'night, Mother starts out innocently enough: A young woman asks her mother for some old towels and bedsheets and a bucket. But then she asks for a gun.

From the first five minutes of Marsha Norman's 1983 Pulitzer Prize-winning drama - being performed by New Ground Theatre through May 9 - an undercurrent of dread runs beneath some engaging and natural-sounding dialogue I've ever heard delivered onstage. When, on opening night, the play reached its inevitable but still shocking conclusion an hour-and-a-half later, I felt as if I'd been through an emotional wringer. Norman's script is powerful and complex - funny and off-handed and unbearably heart-wrenching in its exploration of a relationship between a mother and her epileptic, suicidal daughter - and I can't get the second-to-last line out of my head.

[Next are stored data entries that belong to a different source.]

PR #3522, opened 2025-06-17
Default message for stack trace for verisoning

### LINKED ISSUE #3521: Versioning_Engine: Stop recording stack trace for VersioningEvents
#### Description:

For cases where there is a massive amoutn of versioning happening, the AllEvents log is clogged by versioning events. After investigation the StackTrace is found to be the biggest culprit. We do not really need the stack trace for versioning, as that is implicit from the event type. Hence, replacing the stack trace with "No stack trace for versioning" will help remedy this issue.

Positive side effect of this is a quite significant speedup in versioning, as each and every object being upgraded no longer mean the full stack being unwound.

IsakNaslundBh:

Closes #3521

Hardcoded string for stack trace for versioning events. This is to drastically reduce RAM usage for cases where a lot of versioning is done. Also gives a massive speedup for files with a lot of versioning.

### DIFF
--- a/Versioning_Engine/Convert/ToNewVersion.cs
+++ b/Versioning_Engine/Convert/ToNewVersion.cs
@@ -136,7 +136,8 @@ namespace BH.Engine.Versioning
                     NewDocument = newDocument,
                     OldVersion = oldVersion,
                     NewVersion = newVersion,
-                    Message = message
+                    Message = message,
+                    StackTrace = "No stack trace for versioning"
                 });
             }
             return document;


adecler (approved):
Very happy with the simplicity of that solution.
Tested with @IsakNaslundBh on a call and it significantly reduces the memory usage and computational time.

IsakNaslundBh:
Code search on all UIs show that this property is never extracted in any of them:

https://github.com/search?q=repo%3ABHoM%2FBHoM_UI+StackTrace&type=code
https://github.com/search?q=repo%3ABHoM%2FGrasshopper_UI+StackTrace&type=code
https://github.com/search?q=repo%3ABHoM%2FExcel_UI+StackTrace&type=code

The only place it is used in the Engine is here:

https://github.com/BHoM/BHoM_Engine/blob/3f2e6f382b5e34b3979168aae127e2ed1a33abe9/BHoM_Engine/Convert/ToText.cs#L238-L253

Where the current message will be appropriate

Of course, Norman's script wouldn't have made such an emotional impact on me if Lora Adams hadn't done such fine work of directing two of the area's most talented female actors in the roles of the mother, Thelma (Susan Perrin-Sallak), and the daughter, Jessie (Jamie Em Behncke). I can't give enough praise, or express enough of my awe, to these women, who poured so much feeling and physical effort into their performances; I don't know how they mustered the strength to drive home after the show.

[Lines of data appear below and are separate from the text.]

PR #3532, opened 2025-07-09
Geometry engine #3531 add functionality to fillet a polycurve

### LINKED ISSUE #3531: Geometry_Engine: Add functionality to fillet a polycurve
#### Description:

Add functionality in `BH.Engine.Geometry.Modify` to fillet a polycurve with a given radius at each internal vertex

Chrisshort92:

Add `FilletPolyline` method to Geometry_Engine with `Polyline` and `Radius` inputs

Closes #3531 

### Test files

https://burohappold.sharepoint.com/:f:/r/sites/BHoM/02_Current/12_Scripts/02_Pull%20Request/BHoM/BHoM_Engine/Geometry_Engine/%233532-Geometry%20engine%20%233531%20add%20functionality%20to%20fillet%20a%20polycurve?csf=1&web=1&e=uPCjqA

### DIFF
--- a/Geometry_Engine/Modify/FilletPolyline.cs
+++ b/Geometry_Engine/Modify/FilletPolyline.cs
@@ -91,7 +91,7 @@ namespace BH.Engine.Geometry
                 double lenNext = curr.Distance(next);
 
                 // Improved robust max radius: never allow tangent points to cross neighbor points
-                double maxRadius = Math.Min(lenPrev, lenNext) * Math.Tan(angle / 2.0);
+                double maxRadius = Math.Min(lenPrev/2, lenNext/2) * Math.Tan(angle / 2.0);
                 double usedRadius = Math.Min(radius, maxRadius);
 
                 if (usedRadius < 1e-8)
--- a/Geometry_Engine/Modify/FilletPolyline.cs
+++ b/Geometry_Engine/Modify/FilletPolyline.cs
@@ -1,0 +1,127 @@
+﻿/*
+ * This file is part of the Buildings and Habitats object Model (BHoM)
+ * Copyright (c) 2015 - 2025, the respective contributors. All rights reserved.
+ *
+ * Each contributor holds copyright over their respective contributions.
+ * The project versioning (Git) records all such contribution source information.
+ *                                           
+ *                                                                              
+ * The BHoM is free software: you can redistribute it and/or modify         
+ * it under the terms of the GNU Lesser General Public License as published by  
+ * the Free Software Foundation, either version 3.0 of the License, or          
+ * (at your option) any later version.                                          
+ *                                                                              
+ * The BHoM is distributed in the hope that it will be useful,              
+ * but WITHOUT ANY WARRANTY; without even the implied warranty of               
+ * MERCHANTABILITY or FITNESS FOR A PARTICULAR PURPOSE. See the                 
+ * GNU Lesser General Public License for more details.                          
+ *                                                                            
+ * You should have received a copy of the GNU Lesser General Public License     
+ * along with this code. If not, see <https://www.gnu.org/licenses/lgpl-3.0.html>.      
+ */
+
+using BH.Engine.Geometry;
+using BH.oM.Base.Attributes;
+using BH.oM.Geometry;
+using System;
+using System.Collections.Generic;
+using System.ComponentModel;
+using System.Linq;
+
+namespace BH.Engine.Geometry
+{
+    public static partial class Modify
+    {
+        /***************************************************/
+        /**** Public Methods - Curves                  ****/
+        /***************************************************/
+
+        [Description("Returns a PolyCurve representing the input Polyline with fillets of the given radius at each internal vertex.")]
+        [Input("polyline", "The Polyline to fillet.")]
+        [Input("radius", "The radius of the fillet arc at each corner.")]
+        [Output("polyCurve", "A PolyCurve with fillets at each corner, or null if unsuccessful.")]
+
+        public static PolyCurve FilletWithTrim(this Polyline polyline, double radius)
+        {
+            if (polyline == null || polyline.ControlPoints == null || polyline.ControlPoints.Count < 3)
+                return null;
+
+            List<ICurve> curves = new List<ICurve>();
+            var pts = polyline.ControlPoints;
+            bool isClosed = polyline.IsClosed();
+            int n = pts.Count;
+
+            int start = isClosed ? 0 : 1;
+            int end = isClosed ? n : n - 1;
+
+            // For each corner
+            for (int i = start; i < end - 1; i++)
+            {
+                int prevIdx = (i - 1 + n) % n;
+                int currIdx = i;
+                int nextIdx = (i + 1) % n;
+
+                Point P0 = pts[prevIdx];
+                Point P1 = pts[currIdx];
+                Point P2 = pts[nextIdx];
+
+                // Directions
+                Vector v1 = (P1 - P0).Normalise();
+                Vector v2 = (P2 - P1).Normalise();
+
+                // Arc start/end and center (simple construction)
+                Point arcStart = P1 + v1 * radius;
+                Point arcEnd = P1 + v2 * radius;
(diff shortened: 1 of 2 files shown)


Geometry_Engine/Modify/FilletPolyline.cs
```diff
@@ -0,0 +1,164 @@
...
+        [Description("Returns a PolyCurve representing the input Polyline with fillets of the given radius at each internal vertex.")]
+        [Input("polyline", "The Polyline to fillet.")]
+        [Input("radius", "The radius of the fillet arc at each corner.")]
+        [Output("polyCurve", "A PolyCurve with fillets at each corner, or null if unsuccessful.")]
+
+        public static PolyCurve Fillet(this Polyline polyline, double radius)
+        {
+            if (polyline == null || polyline.ControlPoints == null || polyline.ControlPoints.Count < 3)
+            {
+                Base.Compute.RecordError("incorrect polyline for filleting");
```
peterjamesnugent: This error message needs to be more descriptive, have proper punctuation and SentenceCase for types e.g. Polyline.

Geometry_Engine/Modify/FilletPolyline.cs
```diff
@@ -0,0 +1,164 @@
...
+                return null;
```
peterjamesnugent: Return the original `Polyline` instead of `null`.

Geometry_Engine/Modify/FilletPolyline.cs
```diff
@@ -0,0 +1,164 @@
...
+{
+    public static partial class Modify
+    {
+        /***************************************************/
+        /**** Public Methods - Curves                  ****/
+        /***************************************************/
+
+        [Description("Returns a PolyCurve representing the input Polyline with fillets of the given radius at each internal vertex.")]
+        [Input("polyline", "The Polyline to fillet.")]
+        [Input("radius", "The radius of the fillet arc at each corner.")]
```
peterjamesnugent:
```suggestion
        [Input("radius", "The radius of the fillet arc at each corner.")]
```
What defines a corner? Does this need an angular input? I assume this initially is for `pi/2` but that's not stated anywhere.

Geometry_Engine/Modify/FilletPolyline.cs
```diff
@@ -0,0 +1,164 @@
...
+            if (double.IsNaN(radius) || radius == 0)
+            {
+                // Convert the input polyline to a PolyCurve
+                var originalCurves = new List<ICurve>();
+                for (int i = 1; i < polyline.ControlPoints.Count; i++)
+                    originalCurves.Add(BH.Engine.Geometry.Create.Line(polyline.ControlPoints[i - 1], polyline.ControlPoints[i]));
+                if (polyline.IsClosed())
+                    originalCurves.Add(BH.Engine.Geometry.Create.Line(polyline.ControlPoints.Last(), polyline.ControlPoints.First()));
+
+                return new PolyCurve { Curves = originalCurves };
```
peterjamesnugent:
```suggestion
                return new PolyCurve { Curves = polyline.SubParts()};
```

Geometry_Engine/Modify/FilletPolyline.cs
```diff
@@ -0,0 +1,164 @@
...
+            bool isClosed = polyline.IsClosed();
+            int ptCount = pts.Count;
+            int segCount = isClosed ? ptCount : ptCount - 1;
+
+            Point lastTrimmedFilletEnd = null;
+
+            for (int i = 0; i < segCount; i++)
+            {
+                int prevIdx = (i - 1 + ptCount) % ptCount;
+                int currIdx = i;
```
peterjamesnugent:
```suggestion
```
Why not just use i?

Geometry_Engine/Modify/FilletPolyline.cs
```diff
@@ -0,0 +1,164 @@
...
+
+            List<ICurve> resultCurves = new List<ICurve>();
+            IList<Point> pts = polyline.ControlPoints;
+            bool isClosed = polyline.IsClosed();
+            int ptCount = pts.Count;
+            int segCount = isClosed ? ptCount : ptCount - 1;
+
+            Point lastTrimmedFilletEnd = null;
+
+            for (int i = 0; i < segCount; i++)
```
peterjamesnugent: Is iterating over the points the best approach? Why not iterate over the `SubParts()`, check the angle with the next line, if it meets the angle threshold you can fillet, otherwise keep it moving.

peterjamesnugent (changes requested):
Few comments on code, haven't tested with the file.

staintono (commented):
Tested with the sample script and my own, functionality is as expected with the curve being filleted at each node. 
- A warning message should show when the radius is limited, to tell the user that the radius is invalid/too larger.
- The warning message: "x and y are not orthogonal. y will be made othogonal to x and z" always shows regardless of the geometry

Geometry_Engine/Modify/FilletPolyline.cs
Chrisshort92: A corner is just the vertex between two straight joined segments. This is why the input is a `Polyline` and not a `Polycurve`.

Chrisshort92:
> Tested with the sample script and my own, functionality is as expected with the curve being filleted at each node.
> 
> * A warning message should show when the radius is limited, to tell the user that the radius is invalid/too larger.
> * The warning message: "x and y are not orthogonal. y will be made othogonal to x and z" always shows regardless of the geometry

1. Warning message added to highlight that radius has been limited to half the shortest segment length
2. This is a warning message from the `DotProduct` function that would need to be changed in that file

Geometry_Engine/Modify/FilletPolyline.cs
Chrisshort92: I get your point, but I feel like having previous, current and next labelled helps to understand the code. Agree a few lines could be saved by removing `currIdx`

Geometry_Engine/Modify/FilletPolyline.cs
Chrisshort92: I guess its the same thing really. Iterating over the points allows prev/next segments to be tested and assists with the end conditions.

Chrisshort92:
@BHoMBot check required

Chrisshort92:
@staintono Can you re-check functionality with a closed polyline

@peterjamesnugent can you check code updates?

Geometry_Engine/Modify/FilletPolyline.cs
peterjamesnugent: So this creates a fillet at each vertex?

I would update the description to use consistent language of vertex rather than corner.

Geometry_Engine/Modify/FilletPolyline.cs
peterjamesnugent: Unless it's used more than once, it does not make sense to store it (from a quick look it's only used once).

Also you can just start your iteration from 1 rather than having the modulus in `prevIndx`.

Geometry_Engine/Modify/FilletPolyline.cs
peterjamesnugent: Disagree, because you're using the previous and next point to get the `Vector` where you can just use the `Direction` of the segment. You then use the `SubPart` to check the radius does not intersect with the previous `subpart` - you can just check the radius is not great than any length of a subpart (otherwise it will overshoot).

Geometry_Engine/Modify/FilletPolyline.cs
Chrisshort92: Corrected term "corner" to "vertex" to be more clear

Chrisshort92:
@BHoMBot check required

Geometry_Engine/Modify/FilletPolyline.cs
Chrisshort92: This has been updated now to iterate over segments and not vertex's as discussed. Large change so new review required.

Chrisshort92:
@BHoMBot check required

Sallak was spot-on as the (former) farmer's wife who doesn't see the point of analyzing life's details. She utilized nearly every line of dialogue to convey a different, specific emotion, and I particularly enjoyed watching her anger and resentment slowly build as she tried to guilt her daughter into sticking around in the land of the living. ("Well, whoever promised you a good time?") And the scene in which she blames herself as the cause of her daughter's epilepsy was very poignant and personal to me, especially as a mom who feels responsible for... well, just about everything to do with my daughter.

Meanwhile, Behncke's interpretation of the divorced adult daughter with a troublesome son beautifully conveyed her character's helplessness and stubborn acceptance of the decision she's made. I was most impressed with how easily - or so it seemed to me - her character's grief seeped out of her when she discovered an unknown detail about her divorce.

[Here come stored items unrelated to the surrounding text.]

PR #3579, opened 2026-04-13
Spatial_Engine: Mirror implemented for IElements

### LINKED ISSUE #3578: Spatial_Engine: Add Mirror method for IElements
#### Description:

As in the title, missing methods as noticed by @ssiimmoonnee

pawelbaran:

Closes #3578

### Test files

On [SharePoint](https://burohappold.sharepoint.com/sites/BHoM/_layouts/15/SkySyncRedir.aspx?Type=2&ResourceId=42faf04c22944912b06a7fcd1bf47c81&View=0)

### Additional comments

The code has been built based on the assumption that all transformations (translation, rotation, mirror, shear) should default down to `Transform` methods being called from within. This is exactly what is being done in this PR, requirement for transform methods being loosened to allow pure reflection.

Following the above, there is no need for extensive tests because literally all spatial mirrors will call `Transform` - if the latter is fine, we're good.


Geometry_Engine/Create/TransformMatrix.cs
```diff
@@ -94,6 +94,74 @@ public static TransformMatrix IdentityMatrix()
...
+            double len = Math.Sqrt(n.X * n.X + n.Y * n.Y + n.Z * n.Z);
+            if (len == 0)
+            {
+                BH.Engine.Base.Compute.RecordError("Cannot create mirror matrix: plane normal is zero.");
+                return null;
+            }
+
+            double nx = n.X / len;
+            double ny = n.Y / len;
+            double nz = n.Z / len;
```
peterjamesnugent: Could we not use the `Modify.Normalise()` method? Would still need to split out the components.

https://github.com/BHoM/BHoM_Engine/blob/develop/Geometry_Engine/Modify/Normalise.cs

Structure_Engine/Modify/Transform.cs
peterjamesnugent, line 102: Think we need to deal with assymmetric sections - effectively they need to be flipped using their `MirrorAboutZ` property:

Image

peterjamesnugent (changes requested):
One minor comment on using the existing `Vector` methods and one larger one on making sure the `Mirror` follows through for asymmetric profiles (similar case for `Pile` and anything that has an `IProfile` property.

Also, are we not supporting `IElement2D`?

pawelbaran:
Thanks for the review @peterjamesnugent, I've addressed all comments, also expanded the test script - would be great if you could have another look and address two things:
- correctness of the current solution
- whether `Bar.Flip()` is equal to mirroring against the plane with origin at bar center and normal parallel to bar tangent

...once this is done, I will update `Flip` method (if 2nd question receives positive answer), then create/update the tests and (hopefully) we will be ready to proceed with merging. Thanks!

pawelbaran:
@BHoMBot check compliance

peterjamesnugent (dismissed):
- Script works as intended;
- We can raise a seperate issue if we want to update `Flip` to make use of `Transform`
- For the `transformMatrix` creation I think you had a reference for how that's derived, can we include that as `//comment` for future reference?

pawelbaran:
@BHoMBot check compliance
@BHoMBot check unit-tests

peterjamesnugent (dismissed):
Approving after compliance fixes.

pawelbaran:
@BHoMBot check unit-tests

pawelbaran:
@BHoMBot check unit-tests

pawelbaran:
@BHoMBot check required

peterjamesnugent (approved):
Rechecked using the test script and happy the mirror works for `Node`, `Bar`, `IProfile`, `Offset`, `BarRelease`, `Panel` (facade and structural) and their respective `CoordinateSystem`.

peterjamesnugent:
@BHoMBot check ready-to-merge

Divorce, epilepsy, suicide... . I know: 'night, Mother sounds like a Nicholas Sparks novel at its worst. And I have a feeling some potential audience members will cast Mother off as too much of an emotional downer to be fulfilling. But they'd be missing out. There are plenty of funny and endearing moments between the characters here that have universal appeal (especially, I think, to a Midwestern audience). And even though the play ends the way most people will predict it will, it's the getting there, and the getting to know the characters, that makes seeing this short play so worthwhile. Even the saddest moments made me want to gather my loved ones closer to me, and appreciate the times I do get to spend with them, instead of worrying about the inevitability of death.

Usually I can find some element of a production that I feel needs improvement, but a day after seeing it, I'm still reeling from New Ground's interpretation of 'night Mother in their wonderfully accommodating space in the Village Theatre. This was one of the most impactful shows I've seen all year, and I wouldn't have changed a thing.